A particularity of this organization was that it took advantage of what the new technologies offered: a continuous pursue of anonymity on the Internet to avoid detection, and being linked to the commission of crimes investigated.

€300.000 a Month

During the time the investigation lasted, the agents of Department of Cyber Crimes of the COU detected and traced around 30 different only stores; they were all managed by the felon and his accomplices.

In many occasions, they attracted victims from shop-sell online sites to their own fake web pages. It is important to remember that shop-sell external contents can be dangerous.

The products offered by these web sites were mainly electronic devices, especially video game consoles, and cell phones. Any attractive product was perfect to scam. They also took advantage of the seasons by offering A/C during summer, and heating during winter.

The name of the online shops traced so far are:

• com
• es
• es
• es
• es
• es
• es
• es
• es
• es
• es
• eu
• com
• es
• com
• com
• com
• co
• es
• es
• com
• com
• co
• press-starts.com
• co.

The volume of sales this person achieved was such that investigators checked that the monthly incomes from the scam, in some cases, were over €300.00. He used to show off this amount of money with his closest friends.

Types of Scams

Although the Civil Guard began this operation almost a year ago, is likely that J.A.F. had done these scams for three years. The most common way was that the web page forced the user to choose bank transfer as the only payment method.

The bank accounts used for this required the scammer to use hundreds of them, as well as using different SIM card numbers to avoid leaving traces. The accounts and phone numbers belonged to young people that got pay significant amounts of money to lend their personal information for this.

With time, these scams were perfected. Using the payment process as an excuse, the scammer called the victims and told them to download an app that would help them track their order. In actuality, the app would redirect the phone’s texts messages to access the codes sent by banks. This allowed them to confirm transferences, and charge credit card with high purchases, leaving the victim’s account in zero.

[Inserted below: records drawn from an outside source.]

PR #373, opened 2021-09-28
Remove unsupported pipeline file extension  "yaml" 

anbraten:
Docs, `sanitizePath` and json-schema do not mention / support `.yaml` (only `.yml`) files so they should simply be ignored.


6543:
I think we can add it to the docs instead ...

6543:
and in terms of speed we could use a precompiled regex Match

anbraten:
> I think we can add it to the docs instead ...

`woodpecker.yaml` or `drone.yaml` doesn't work as well, so I don't see a point in supporting it.

6543 (approved):

PR #379, opened 2021-09-29
rm web/dist/dist_gen.go as per gitignore

6543:
looking forward do #353 ... ;)


anbraten:
what do you think about #382 as an alternative?

Issue #234, opened 2021-06-28
move from meddler to xorm (switch orm)


6543:
move from **https://github.com/russross/meddler** to **https://xorm.io/**

-> get rid of sql file generation
-> make code easyer
-> add support for more databases (i.e. mssql, oracle, ...)
-> easier migrations

anbraten:
After working with the server code and the database now a bit I found quite some a lot of unused parts. Their are quite some columns not being used at all. Using a more advanced orm would probably help a lot with that problem.

catdevnull:
Wouldn't it be better to identify the issues currently and try to fix them directly before switching tools?

6543:
well the issue is: db is done manually by writing sql for each db ...

6543:
side note: https://github.com/bradrydzewski/togo is unmaintained ...

6543:
TODO:
 * [ ] migrate db-migration-framework
 * [ ] unify store things
 * [ ] dedub code

PR #382, opened 2021-09-29
Use go embed for web files and remove httptreemux

### LINKED ISSUE #308: [Refactor] we should only use one router framework
we only should use one router - so use gin for all and if it does not support all there are other drop in replacements

(currently gin & httpservermux|treemux are used)

_Originally posted by @6543 in https://github.com/woodpecker-ci/woodpecker/pull/248#discussion_r709457468_

anbraten:
closes #308 
- replace togo with go embed
- replace httptreemux with gin


6543:
tools.go can be deleted ...

anbraten:
> tools.go can be deleted ...

I think the ddl files for sql migrations still need togo.

6543:
yes you are right until we did #234

6543 (approved):

PR #394, opened 2021-10-02
Move envsubset into repo

anbraten:


6543:
You have to make sure, that files have license header - its MIT not apache as the rest

PR #1930, opened 2023-07-04
Add Kubernetes and Dockle Plugins

zguig52:
Add Kubernetes Deployments and StatefulSet update and Dockle Scan Plugins.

Once that step was over, they used the contactless technology to link the mules’ credit card to mobile terminals. By doing so they could withdraw the cash on ATMs all over Madrid, they had strong security measures. They would later repeat this process several times during day until they got thousands of Euros in a day.

Organized Criminal Group

J.A.F. had a group perfectly organized by him; they received a salary like any other regular job. For example, a computer specialist was in charge of creating the fake web pages, which why he was arrested this week in the province of Albacete.

.

The exaggerated security measures J.A.F took on his daily basis to avoid any kind of police action against him must be commanded: he used different identities and did not live for more than one week in the same places; hotels and apartment-hotels in Las Rozas and Majadona were usually the chosen locations. At the same time, another pay member of organization was in charge of providing these safe houses using other people’s names, also to provide security, and counter vigilance to his actions.

A Bank Account Mule Network

Another one of the arrested people was in charge of structure of getting mules, that is, the people offering themselves to open bank accounts with their name so J.A.F. could use them for his scams. They were the lowest level of the organization.

All these mules have been arrested by the regional Units throughout the course of this investigation. They were on the account holders from where the transfers of the scam were done.

J.A.F. had a strict control over these people and, if any of them tried to trick him and take more money than they should, he would take some measures such as posting the phone number on victims forums as if the mule was the scammer. He would also send emails to the victims posing as the CUO from the Civil Guard and the National Court claiming there was an ongoing investigation. He even paid people to beat the mules.

After a long and complex operation, they managed to identify the mind behind the scam, this took several weeks. J.A.F. arrest took place in a hotel in Madrid where he had recently established. Alongside his equipment, police confiscated more than 50 smartphones, and more than 100 prepaid SIM cards under other people’s name.